Wu et al. (1997) found that NQO2, like NQO1, functioned as a dimer with 1 FAD prosthetic group per 26-kD subunit. NRH was an efficient electron donor for NQO2-mediated 2-electron reduction of menadione and DCIP; however, NADH was a poor electron donor. NQO2 did not reduce 1-electron acceptors, such as potassium ferricyanide. NQO2 also catalyzed a 4-electron reduction of methyl red and a cytotoxic compound, CB 1954 (5-(aziridine-1-yl)-2,4-dinitrobenzamide). NQO2 was resistant to typical inhibitors of NQO1 and was sensitive to a different group of flavone inhibitors, including quercetin, a competitive inhibitor of NRH.

Estrogens are metabolized to reactive catechol estrogen quinones, and these quinones can depurinate DNA, leading to cancer-causing mutations. Using mass spectrometry, Gaikwad et al. (2009) showed that NQO2 could bind estrone-3,4-quinone (E1-3,4-Q) and estradiol-3,4-quinone (E2-3,4-Q). Preliminary kinetic studies revealed that NQO2 was faster in reducing and deactivating the estrogen quinones than NQO1. The reduction of E1-3,4-Q and E2-3,4-Q by NQO2 was confirmed by ultraviolet and liquid chromatography-tandem mass spectrometry assays. Both estrogens and melatonin bound NQO2, but melatonin did not affect estrogen quinone reduction by NQO2.

▼ Gene Structure
By Southern blot analysis, Jaiswal et al. (1990) demonstrated the presence of a single human NQO2 gene spanning approximately 14 to 17 kb.

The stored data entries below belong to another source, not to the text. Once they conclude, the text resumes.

PR #174, opened 2026-05-13
Fix layout-safe Linux type_text

### LINKED ISSUE #132: type_text produces wrong characters under non-US keyboard layouts
## Environment                                                                                                                                                                                                                                                                          
                                                                  
  * OS: CachyOS (Arch-based)
  * Kernel: 7.0.2-2-cachyos                                                                                                                                                                                                                                                               
  * Desktop: KDE Plasma 6 (Wayland)                                                                                                                                                                                                                                                       
  * Desktop: KDE Plasma 6 (Wayland)
  * Node.js: v22.22.2
  * Electron: v41.2.0
  * Active keyboard layout: German (de)

  ## Problem

  `type_text` writes wrong characters when the active keyboard layout is not US.
  Calling:

  ```text
  mcp__computer_use__.type_text { text: "https://example.com:8080/page#anchor" }
  ```

  produces text with wrong characters at `:`, `#`, and other shifted symbols.

  A clipboard-paste workaround (set clipboard, then send `Ctrl+v`) produces the
  correct text.

  ## Cause

  The Linux Computer Use backend converts each character to a hardware scancode in:

  ```text
  computer-use-linux/src/server.rs
  ```

  ```rust
  fn keycode(key: &str) -> Option<u16> {
      // ...
      value if value.len() == 1 => keycode_for_ascii(value.as_bytes()[0] as char),
      // ...
  }

  fn keycode_for_ascii(value: char) -> Option<u16> { /* ... */ }
  ```

  These scancodes are sent through
  `org.freedesktop.portal.RemoteDesktop.NotifyKeyboardKeycode`. The compositor
  maps the scancode using the currently active keyboard layout. Since
  `keycode_for_ascii` returns codes that assume a US layout, the resulting
  characters are wrong on any other layout.

  ## Workaround

  Inject text via clipboard and send `Ctrl+v` through `press_key`. This bypasses
  the layout-dependent scancode path entirely.

  ## Result

  With the clipboard workaround, all characters are typed correctly regardless
  of active keyboard layout. Without it, `type_text` is unusable on
  non-US layouts for anything beyond plain lowercase letters and digits.

  ## Suggestion

  Switch the keyboard input path from `NotifyKeyboardKeycode` to
  `NotifyKeyboardKeysym`. The keysym variant carries the symbol value directly
  and is interpreted by the compositor without going through the layout
  mapping. The portal exposes both methods on the same `RemoteDesktop`
  interface, so the change is local to
  `computer-use-linux/src/remote_desktop.rs` and the call site in `type_text`.

PinguuSS:
## Summary
- Add a keyboard-capable XDG RemoteDesktop portal session for Linux Computer Use.
- Route literal `type_text` through layout-safe text paths on Wayland before falling back to `ydotool type --file -`.
- Keep `press_key` on the existing raw `ydotool key <keycode>:<pressed>` path.

Fixes #132.

## Why
`ydotool type` is layout-dependent, so non-US layouts can emit the wrong literal characters for strings containing symbols like `:`, `/`, `#`, `?`, and `@`.

The first Wayland path uses `NotifyKeyboardKeysym` so literal text is converted to X11 keysyms before dispatch. Local KDE Plasma validation showed KDE still layout-maps those keysyms under a German layout, so Plasma uses Klipper plus portal-delivered `Ctrl+V` to preserve exact text while still avoiding synthetic layout-dependent typing.

## Source of truth
- `computer-use-linux/src/remote_desktop.rs`
- `computer-use-linux/src/server.rs`
- `computer-use-linux/Cargo.toml`
- `Cargo.lock`

## User-visible behavior
- On Wayland, `type_text` tries a layout-safe portal-backed text path unless `CODEX_COMPUTER_USE_FORCE_YDOTOOL_KEYBOARD=1` is set.
- On KDE Plasma Wayland, `type_text` uses the KDE clipboard integration and restores the previous clipboard contents after paste.
- If portal permission/session setup fails before text is emitted, behavior falls back to the existing `ydotool` text path.
- `press_key`, keyboard scroll behavior, window backends, diagnostics readiness, and clipboard tool behavior are unchanged.

## Validation
- `rtk cargo fmt -p codex-computer-use-linux -- --check`
- `rtk cargo test -p codex-computer-use-linux`
- `rtk cargo clippy -p codex-computer-use-linux --all-targets -- -D warnings`
- `rtk git diff --check`

## Manual validation
KDE Plasma 6 Wayland with active German keyboard layout:
- Opened a focused editable field.
- Verified pure `NotifyKeyboardKeysym` still produced layout-mapped output: `https_@@example.com_8080@page§anchor`.
- Verified the fixed Plasma path returned `Action pasted through KDE clipboard integration.`
- Verified the field contained exactly `https://example.com:8080/page#anchor`.

### DIFF
--- a/Cargo.lock
+++ b/Cargo.lock
@@ -467,6 +467,7 @@ dependencies = [
  "tokio",
  "wayland-client",
  "wayland-protocols",
+ "xkeysym",
  "zbus",
 ]
 
@@ -3417,6 +3418,12 @@ name = "writeable"
 version = "0.6.2"
 source = "registry+https://github.com/rust-lang/crates.io-index"
 checksum = "9edde0db4769d2dc68579893f2306b26c6ecfbe0ef499b013d731b7b9247e0b9"
+
+[[package]]
+name = "xkeysym"
+version = "0.2.1"
+source = "registry+https://github.com/rust-lang/crates.io-index"
+checksum = "b9cc00251562a284751c9973bace760d86c0276c471b4be569fe6b068ee97a56"
 
 [[package]]
 name = "yoke"
--- a/computer-use-linux/Cargo.toml
+++ b/computer-use-linux/Cargo.toml
@@ -25,4 +25,5 @@ serde_json = "1.0.149"
 tokio = { version = "1.51.1", features = ["macros", "rt", "time"] }
 wayland-client = "0.31.11"
 wayland-protocols = { version = "0.32.9", features = ["client", "staging"] }
+xkeysym = "0.2.1"
 zbus = "5.14.0"
--- a/computer-use-linux/src/remote_desktop.rs
+++ b/computer-use-linux/src/remote_desktop.rs
@@ -2,6 +2,7 @@ use crate::diagnostics::hydrate_session_bus_env;
 use anyhow::{bail, Context, Result};
 use futures_util::StreamExt;
 use std::{collections::HashMap, time::Duration};
+use xkeysym::Keysym;
 use zbus::{
     proxy::SignalStream,
     zvariant::{OwnedObjectPath, OwnedValue, Value},
@@ -15,9 +16,13 @@ const PORTAL_SCREENCAST_INTERFACE: &str = "org.freedesktop.portal.ScreenCast";
 const PORTAL_REQUEST_INTERFACE: &str = "org.freedesktop.portal.Request";
 const REQUEST_TIMEOUT: Duration = Duration::from_secs(120);
 
+const DEVICE_KEYBOARD: u32 = 1;
 const DEVICE_POINTER: u32 = 2;
 const SOURCE_MONITOR: u32 = 1;
 const CURSOR_MODE_HIDDEN: u32 = 1;
+
+const KEY_RELEASED: u32 = 0;
+const KEY_PRESSED: u32 = 1;
 
 const POINTER_BUTTON_RELEASED: u32 = 0;
 const POINTER_BUTTON_PRESSED: u32 = 1;
@@ -38,6 +43,12 @@ pub struct PortalPointerSession {
     connection: Connection,
     session_handle: OwnedObjectPath,
     streams: Vec<PortalStream>,
+}
+
+#[derive(Clone)]
+pub struct PortalKeyboardSession {
+    connection: Connection,
+    session_handle: OwnedObjectPath,
 }
 
 #[derive(Debug, Clone)]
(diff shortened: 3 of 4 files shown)


ilysenko (commented):

🔴 `high` · @PinguuSS action needed · 3 open items

**Summary:** Targeted layout-safe type_text fix via portal NotifyKeyboardKeysym plus a KDE clipboard fallback; localized to computer-use-linux but in the locale-sensitive keyboard-input area.

@PinguuSS please address:
- KDE clipboard branch propagates portal session-start errors to the user, but the non-KDE keysym branch silently falls back to ydotool. PR body promises ydotool…
- The KDE path requires `qdbus6` and `org.kde.klipper`, but qdbus6 is not declared in packaging/linux/{control,*.spec,PKGBUILD.template} and Klipper may be disab…
- Replace the magic evdev keycodes `&[29]` (Ctrl) and `47` (V) in the press_keycode_chord call with named constants or a `// KEY_LEFTCTRL / KEY_V` comment so the…

Refs: `computer-use-linux/src/server.rs:691`, `computer-use-linux/src/server.rs:723`, `computer-use-linux/src/server.rs:2079`, `computer-use-linux/src/server.rs:2049`, `computer-use-linux/src/server.rs:2053`, `computer-use-linux/src/remote_desktop.rs:227`, `computer-use-linux/src/remote_desktop.rs:244`, `computer-use-linux/Cargo.toml:28`

</details>

ilysenko (changes requested):
Thanks for tackling this. I re-reviewed the current diff and I agree this is the right direction, but I would not merge it yet.

Blocking issues:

Jaiswal (1994) determined that the NQO2 gene contains 7 exons and spans 20 kb. The first exon is noncoding. The promoter region contains a modified TATA box, 2 CCAAT boxes, 4 SP1 (189906)-binding sites, a single antioxidant response element (ARE), and 3 xenobiotic response elements (XREs).

▼ Mapping
By study of rodent/human somatic cell hybrids, Jaiswal et al. (1990) mapped the NQO2 gene to chromosome 6pter-q12. By fluorescence in situ hybridization, Jaiswal et al. (1999) narrowed the mapping of NQO2 to chromosome 6p25.

▼ Molecular Genetics
In a hospital-based study of 893 Chinese breast cancer patients and 711 Chinese cancer-free controls, Yu et al. (2009) genotyped 11 polymorphisms of the NQO2 gene, which encodes NRH:quinone oxidoreductase-2 and has enzymatic activity on estrogen-derived quinones and is able to stabilize p53 (TP53; 191170). The authors identified significant association between the incidence of breast cancer and a 29-bp insertion/deletion polymorphism (29-bp I/D; p = 0.0027; OR, 0.76) and the rs2071002 SNP (+237A-C; p = 0.0031; OR, 0.80), both of which are within the NQO2 promoter region. The findings were replicated in a second Chinese population of 403 familial/early-onset breast cancer patients and 1,039 controls. Decreased risk was associated with the D allele of 29 bp-I/D and the +237C allele of rs2071002. The susceptibility variants within NQO2 were notably associated with breast carcinomas with wildtype p53. The 29-bp insertion allele introduced a transcriptional repressor Sp3 binding sites, and the authors demonstrated that the 237A allele of rs2071002 abolished a transcriptional activator Sp1 binding site. Real-time PCR assay showed that normal breast tissues harboring protective genotypes expressed significantly higher levels of NQO2 mRNA than those in normal breast tissues harboring risk genotypes. Yu et al. (2009) suggested that NQO2 is a susceptibility gene for breast carcinogenesis.